The Company’s key assets on the Belt are the Reef gold-copper and Bend copper-gold properties, each of which contains known historical resources with the potential for expansion. In addition, upon consummation of the amalgamation with Can-America, the Company will control two additional prospective properties in Wisconsin – Lobo and Black. Outside of Wisconsin, the Company will control the Kalium Canyon property, an exciting epithermal gold prospect located in the Walker Lane District of Nevada, upon consummation of the amalgamation with Can-America.

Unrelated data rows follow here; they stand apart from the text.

Issue #224, opened 2023-01-06
[ic-select] Add ability to pass in custom select items to select component


GCHQ-Developer-530:
## Summary
Allow for users to customise their select items to not just be text, e.g. adding a status tag to some of the options.

## 💰 Use value
Would allow users to pass in their own component into each of the drop down items.

GCHQ-Developer-847:
Two potential solutions for this:

1. Add a property to the IcMenuOption object to which the user can pass custom HTML (a bit like the `actions` property of the data table)

2. Create a new component for the select options (e.g. something like `<IcMenuItem>`) and refactor ic-menu and ic-select to allow users to slot these options into the select (similar to [MUI](https://mui.com/material-ui/react-select/#basic-select)) instead of passing the options as an array to the `options` prop

Option 1 would of course be a lot quicker and easier to implement and the avoid the breaking change of Option 2, but it would allow less flexibility / customisation. Although with Option 1, we could allow for a bit of flexibility about where the custom HTML element is placed by maybe adding another property which determines whether the element is placed to the left or the right of the option text.

DBD324:
Figma updated to include new icon option in select droplist menu options. #1034

PR #1073, opened 2023-09-11
224 ic select add ability to pass in custom select items to select component

GCHQ-Developer-530:
## Summary of the changes
Add icon and element to menu options so that any icon/custom element can be added to select.

## Related issue
#224 

## Checklist


packages/web-components/src/components/ic-menu/test/basic/ic-menu.spec.tsx
```diff
@@ -20,8 +20,19 @@ const menuOptions = [
     value: "tea",
     children: [{ label: "green", value: "green" }],
   },
-  { label: "Aicano", value: "acano" },
-  { label: "Mocha", value: "mocha" },
+  {
```
GCHQ-Developer-299, line 23: Would it be suitable to add a test for custom components in an ic-select? Something to explicitly test that the contents of a component renders, beyond passing a custom option into the regular tests? 
Might be overkill

GCHQ-Developer-530: I think this is covered with the update to the snapshot test. If you look at the mocha/aicano part of the snapshot file, it shows the svg renders for aicano and the status tag renders for mocha

GCHQ-Developer-299: You're right - I think I hadn't considered that since this change doesn't involve logic changes, testing the render alone is sufficient

GCHQ-Developer-299 (approved):

GCHQ-Developer-465 (approved):

PR #214, opened 2024-12-05
fix: scroll down on transfer initiation

noahjoeris:
This PR fixes a bug where it wasn't scrolled down to ongoing transfers correctly.


NunoAlexandre (approved):
Good catch! We don't need the delay like this but maybe it feels smoother UX wise 👍🏻

Victor-Salomon (approved):
LGTM! I guess the timeout allows first the ongoing transfers to exist :)

PR #219, opened 2024-12-09
Fix/filter nova wallet

Victor-Salomon:
Support displaying Nova Wallet from the app wallet by filtering through the browser window instead of Polkadot.
IMG_1547


NunoAlexandre (approved):
Nice 👌

PR #223, opened 2024-12-11
fix: remove not allowed tokens from list

Victor-Salomon:
Easy fix for this [issue](https://linear.app/velocitylabs/issue/VEL-194/filter-out-unsupported-tokens-instead-of-disabling-them)! 

=> Filter out unsupported tokens instead of disabling them


NunoAlexandre (commented):
This is fine but we should clean up the `allowed` field and type extension 🧹

Victor-Salomon:
> This is fine but we should clean up the `allowed` field and type extension 🧹

Hum, I'm not sure to understand this.

NunoAlexandre (approved):

noahjoeris (approved):

PR #225, opened 2024-12-11
feat: add moonbeam routes and refactor registry

noahjoeris:
This PR cleans up the registry by splitting it into multiple files. And I added Moonbeam routes
- USDT/C to AH
- DOT to RC
- GLMR to Hydra
- vDOT to Hydra works but tracking is broken. So I commented it out.


NunoAlexandre (commented):
Overall looking good but I am not convinced about the breakdown of the routes. I personally would prefer to keep them all in one place. Also if someone wants to look at this config to learn what routes we support there will be a single place to do that instead of several files.

The categorisation of "para to para" or "system to para" etc is not particularly useful since it doesn't solve any real problem; they are just transfers from A to B. The same goes for Snowbridge routes. So I'd rather keep them in a single place.

noahjoeris:
Alright got your point. The downsides I clearly saw with this approach are the following:
Bad overview, easy overseen merge errors (duplicates as we have seen before many times), correct route sorting breaks very fast and the order is faster messed up (as we have seen so far). 
A script to analyze them could definitely mitigate this.

noahjoeris:
removed the new files again

NunoAlexandre (approved):
🌟

PR #226, opened 2024-12-12
improvement ⚡ show precise available balance

noahjoeris:
This PR replaces our 95% quick fix for showing balances with the correct amount that is now fetchable via Paraspell.


NunoAlexandre (approved):
Voilá ✨

PR #227, opened 2024-12-12
improvement ⚡ Add snowbridge fee warning

noahjoeris:
This PR adds a warning that the snowbridge fees are only for its service and not eth gas costs.
Changed also the label Fee to Bridging Fee for such transfers.

image


NunoAlexandre (approved):
Nice 👌

PR #231, opened 2024-12-16
fix: walletconnect verify api

noahjoeris:
This PR tries to fix the reown cloud verify issue of "The source https://app.turtle.cool/ has not been authorized yet". I think the directory of the .well-known/walletconnect.txt was wrong, according to the docs [here](https://docs.reown.com/cloud/verify)

@Victor-Salomon Can you tell where you got the key from? I couldn't find it to verify if it's correct.


Victor-Salomon:
@noahjoeris, the last time I updated the well know key, it successfully verified the domain. 

I can't find anymore the key on Reown Cloud new interface, but I can see the domain is verified: 
image

You can use 1pw to connect [to the cloud here](https://cloud.reown.com/app/8b2e59d6-8b81-450f-9ce2-373bbabeccb6/project/c3d9cc5d-c641-42cd-99e0-bfc0df449e93)

Also, if you currently go the the app public file, you can read the key: https://app.turtle.cool/.well-known/walletconnect.txt

I do not know if it needs to be moved...

noahjoeris:
Hmm okay. Maybe it helped that I added the domain with a trailing `/` as seen in the error. But it's surprising that we get this error a lot on sentry.

Victor-Salomon:
Possibly the '/' could fix it... I do not know.
We can't click anymore on the "verify" button. 
Let's see if the error persists in the next days

noahjoeris:
Alright I will close this PR

PR #234, opened 2024-12-17
hotfix: temp disable some routes

noahjoeris:
Disables some moonbeam routes that we are currently fixing and make work.


Victor-Salomon (approved):
It looks good

PR #237, opened 2024-12-17
fix: moonbeam balances

Victor-Salomon:
Upgrade PS SDK and add moonbeam routes back. 
=> Balance fetches correctly now.


noahjoeris (approved):
Amazing. Good to have that back

PR #240, opened 2024-12-18
improvement: ocelloids tracking migration

Victor-Salomon:
This PR contains a migration to Ocelloids. 

Some paths are not supported by Ocelloids, including DOT transfers between parachains (non-system chains) and Interlay transfers. 
These unsupported paths are filtered out and tracked through our current Subscan implementation.

It also includes the outsourcing of the 'outdated transfers' in a dedicated hook (`useOngoingTransfersCleaner()`).

Finally, the PR updates the Progress bar design.


noahjoeris:
It's sooo smooth 😍

app/src/hooks/useOngoingTransferCleaner.tsx
```diff
@@ -0,0 +1,47 @@
...
+          tokenUSDValue: ongoing.tokenUSDValue ?? 0,
+          fees: ongoing.fees,
+          sender: ongoing.sender,
+          recipient: ongoing.recipient,
+          date: ongoing.date,
+          ...(explorerLink && { explorerLink }),
+        } satisfies CompletedTransfer)
+
+        addNotification({
+          message: 'Transfer verification failed.',
```
NunoAlexandre, line 36: The language here is not quite there. There is no "verification" taking place here, it's just tracking. And personally I prefer to not end these small and single lines with a `.`

```suggestion
          message: 'Transfer tracking failed',
```

NunoAlexandre:
@Victor-Salomon what's the status of this PR? what's keeping it from being ready for review? :)

Victor-Salomon:
@NunoAlexandre, I need to discuss it a bit with you, I also need to discuss some points with the team.

app/src/hooks/useParaspellApi.tsx
```diff
@@ -100,6 +100,7 @@ const useParaspellApi = () => {
                 ...(messageId && { parachainMessageId: messageId }),
                 ...(extrinsicIndex && { sourceChainExtrinsicIndex: extrinsicIndex }),
                 status: `Arriving at ${destinationChain.name}`,
+                onchainTimestamp: new Date(),
```
noahjoeris, line 103: Can we do that? To call it `onchain timestamp` but take the timestamp locally?

app/src/utils/ocelloids.ts
```diff
@@ -0,0 +1,240 @@
...
+                  xcm.XcmNotificationType.Timeout,
+                  remove,
+                  addCompletedTransfer,
+                  addNotification,
+                )
+                ws.close()
+                break
+              default: {
+                console.error('Unsupported XCM payload type')
+                break
```
noahjoeris, line 137: sentry log

noahjoeris (changes requested):
Awesome job @Victor-Salomon. That was heavy work. Thanks. Left some suggestions. 🚀

app/src/utils/ocelloids.ts
```diff
@@ -0,0 +1,240 @@
...
+import { Interlay } from '@/registry/mainnet/chains'
+import { Polkadot } from '@/registry/mainnet/tokens'
+
+type ResultData = {
+  message: string
+  severity: NotificationSeverity
+  status: TxStatus
+}
+
+const apiKey = process.env.NEXT_PUBLIC_OC_API_KEY_READ_WRITE || ''
```
NunoAlexandre, line 21: do we handle whether the keys is well loaded? We must report that case

app/src/utils/transfer.ts
```diff
@@ -295,3 +302,25 @@ export const startedTooLongAgo = (
...
+export const isParachain = (chain: Chain): boolean =>
+  chain.chainId !== AssetHub.chainId && chain.chainId !== RelayChain.chainId
+
+/**
+ * Checks if a both the source chain and the destination chain of a transfer are parachains
+ *
+ * @param transfer - The ongoing transfer to check.
+ * @returns A boolean indicating whether the transfers source and destination are parachains.
+ */
+export const parachainsOnly = (
```
NunoAlexandre, line 321:
```suggestion
export const betweenParachains = (
```

or `isParaToPara`

app/src/utils/ocelloids.ts
```diff
@@ -0,0 +1,240 @@
...
+      })
+
+    return OCLD_ClIENT.agent<xcm.XcmInputs>('xcm')
+  } catch (error) {
+    console.log(error)
+    captureException(error)
+  }
+}
+
+export const xcmOcceloidsSubscribe = async (
```
NunoAlexandre, line 79: Can you document this?

NunoAlexandre (commented):
Looks good overall. It would be nice to thrive for cleaner code but this is a solid start of this migration. I left a few comments, Noah's review as good already 👍

app/src/hooks/useOcelloidsSubscribe.tsx
```diff
@@ -0,0 +1,57 @@
...
+  xcmOcceloidsSubscribe,
+} from '@/utils/ocelloids'
+import { StoredTransfer } from '@/models/transfer'
+import useOngoingTransfers from '@/hooks/useOngoingTransfers'
+import useCompletedTransfers from '@/hooks/useCompletedTransfers'
+import useNotification from '@/hooks/useNotification'
+
+const useOcelloidsSubscribe = (ongoingTransfers: StoredTransfer[]) => {
+  const { remove } = useOngoingTransfers()
+  const { addCompletedTransfer } = useCompletedTransfers()
```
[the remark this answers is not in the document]
Victor-Salomon: Let's not handle those naming inconsistencies in this PR as it's not in the scope, and the PR is already heavy.

app/src/hooks/useParaspellApi.tsx
Victor-Salomon: I understand your comment. This key corresponds to the moment the transfer is finalized on the chain. (We do not have access to this data (date/timestamp) in the callback and it would be overkill to connect to the chain just for this). 

Any preference below?
  
- finalizedTimeStamp?
- finalizedAt?
- finalizedTxDate?
- finalizedDate?

app/src/utils/ocelloids.ts
Victor-Salomon: Now we do :)

app/src/utils/ocelloids.ts
Victor-Salomon: Done

app/src/hooks/useParaspellApi.tsx
NunoAlexandre: > finalizedAt?

my vote ✋

app/src/utils/transfer.ts
```diff
@@ -295,3 +302,25 @@ export const startedTooLongAgo = (
...
 }
+
+/**
+ * Checks if a chain is not a system chain (Asset Hub or Relaychain) but a parachain.
+ *
+ * @param chain - The chain to check.
+ * @returns A boolean indicating whether the chain is a system chain (Asset Hub or Relaychain) or a parachain.
+ */
+export const isParachain = (chain: Chain): boolean =>
+  chain.chainId !== AssetHub.chainId && chain.chainId !== RelayChain.chainId
```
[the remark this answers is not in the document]
noahjoeris: hmm I'm not sure. Maybe just add in the comments that it is incomplete.

NunoAlexandre (approved):
Nice :) a small step for humanity, a great step for Turtle 🐢

noahjoeris (approved):

app/src/utils/ocelloids.ts
```diff
@@ -102,36 +102,46 @@ export const xcmOcceloidsSubscribe = async (
...
-                //     addNotification,
-                //   )
-                //   ws.close()
-
-                // Do nothing?
+              case xcm.XcmNotificationType.Hop: {
+                const hopOutcome =
+                  payload.type === xcm.XcmNotificationType.Hop
+                    ? payload.waypoint.outcome
+                    : undefined
```
NunoAlexandre, line 114: @Victor-Salomon we already know from `case xcm.XcmNotificationType.Hop` that this is a `Hop`, so why check it here again?

Another wide comment is to not use ternary operators on enums. `XcmNotificationType` is not a boolean so using ternary operators against it might lead to silent bugs

NunoAlexandre (approved):
Looks good to me apart from the comment about the ternary operator :) Happy to merge this and work on that later 👍

app/src/utils/ocelloids.ts
Victor-Salomon: well spotted, I've updated it several times and forgot to remove it :)
Thanks!

app/src/utils/transfer.ts
```diff
@@ -295,3 +302,27 @@ export const startedTooLongAgo = (
       : thresholdInHours.bridge * 60 * 60 * 1000
   return new Date().getTime() - new Date(transfer.date).getTime() > timeBuffer
 }
+
+/**
+ * Checks if a chain is not a system chain (Asset Hub or Relaychain) but a parachain.
+ * This is a tmp helper used with in Ocelloids tracking to filter non supported paths.
+ * ⚠️ the helper does not verify every system chain.
```
noahjoeris, line 309: nice warning 😎

app/src/utils/ocelloids.ts
```diff
@@ -0,0 +1,286 @@
...
+      // Exclude transfer if DOT is transfered between parachains
+      if (isTransferringDotBetweenParachains(t)) return false
+      return true
+    }
+    return false
+  })
+}
+
+export const initOcelloidsClient = () => {
+  if (!OCELLOIDS_API_KEY || !OCELLOIDS_API_KEY.length)
```
noahjoeris, line 44:
```suggestion
  if (!OCELLOIDS_API_KEY)
```
an empty string is false

app/src/utils/ocelloids.ts
```diff
@@ -0,0 +1,286 @@
...
+                  ws.close()
+                }
+                break
+              }
+              case xcm.XcmNotificationType.Received: {
+                const finalOutcome =
+                  payload.type === xcm.XcmNotificationType.Received &&
+                  'outcome' in payload.destination
+                    ? payload.destination.outcome
+                    : undefined
```
noahjoeris, line 133: here as well

app/src/utils/ocelloids.ts
```diff
@@ -0,0 +1,286 @@
...
+    severity,
+    dismissible: true,
+  })
+
+  if (xcmMsgType === xcm.XcmNotificationType.Hop || xcmMsgType === xcm.XcmNotificationType.Timeout)
+    captureException(new Error(`Ocelloids tracking error:${message}`), {
+      tags: { XcmNotificationType: xcmMsgType, ...(transferOutcome && { transferOutcome }) },
+      extra: { transfer },
+    })
+}
```
noahjoeris, line 240: great

noahjoeris (approved):
amaaaaazing ❤️

app/src/utils/ocelloids.ts
Victor-Salomon: This is different: `outcome` needs to be narrowed down to `payload.destination`, which has 2 types possible.
If I remove the `undefined` return, the type will be `false | 'Success' | 'Fail'`.
Better like this since I handle `undefined` cases later.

For further information, please contact:

Dan Colton
President & CEO, Director
(612) 839-8286
[email protected]

David Carew
CFO & Corporate Secretary
(416) 786-4867
[email protected]

Forward-Looking Information

Certain statements contained in this news release constitute forward-looking information. These statements relate to future events or future performance. The use of any of the words “intend”, “aim”, “may”, “will”, “expect”, and similar expressions and statements relating to matters that are not historical facts are intended to identify forward-looking information and are based on the Company’s current beliefs or assumptions as to the outcome and timing of such future events. In particular, this news release contains forward-looking information relating to the Proposed Transaction, the Private Placement and associated transactions (the “Transactions“), including statements regarding the terms and conditions of the Transactions, the anticipated timing and completion of the Transactions, the sum of the Private Placement, the listing of the Company’s common shares on the TSXV and the timing and requirements of such listing, and the closing of a second tranche of the Offering. Although the Company and Can-America believe in light of the experience of its officers and directors, current conditions and expected future developments and other factors that have been considered appropriate that the expectations reflected in this forward-looking information are reasonable, undue reliance should not be placed on them because the Company and Can-America can give no assurance that they will prove to be correct. Readers are cautioned to not place undue reliance on forward-looking information. Actual results and developments may differ materially from those contemplated by these statements depending on, among other things, the risk that the parties will not proceed with the Transactions, the ultimate terms of the Transactions differing from those that currently are contemplated, and the Transactions not being successfully completed for any reason (including the failure to obtain the required shareholder and regulatory approvals or clearances). The statements in this press release are made as of the date of this release. The Company and Can-America undertake no obligation to comment on analyses, expectations or statements made by third-parties in respect of the Company, Can-America, their securities, or their respective financial or operating results (as applicable).

There can be no assurance that the Transactions or a listing on the TSXV will be completed as proposed or at all.

This press release is not an offer of the securities for sale in the United States. The securities may not be offered or sold in the United States absent registration or an available exemption from the registration requirements of the U.S. Securities Act of 1933, as amended (the “U.S. Securities Act“) and applicable U.S. state securities laws. The Company will not make any public offering of the securities in the United States. The securities have not been and will not be registered under the U.S. Securities Act.

This press release shall not constitute an offer to sell or the solicitation of an offer to buy, nor shall there be any sale of these securities, in any jurisdiction in which such offer, solicitation or sale would be unlawful.

Neither the TSX Venture Exchange, Inc. nor its Regulation Services Provider (as that term is defined in the polices of the TSX Venture Exchange) has in any way passed upon the merits of the Proposed Transaction and associated transactions and neither of the foregoing entities has in any way approved or disapproved of the contents of this press release and accepts no responsibility for the adequacy or accuracy of this release.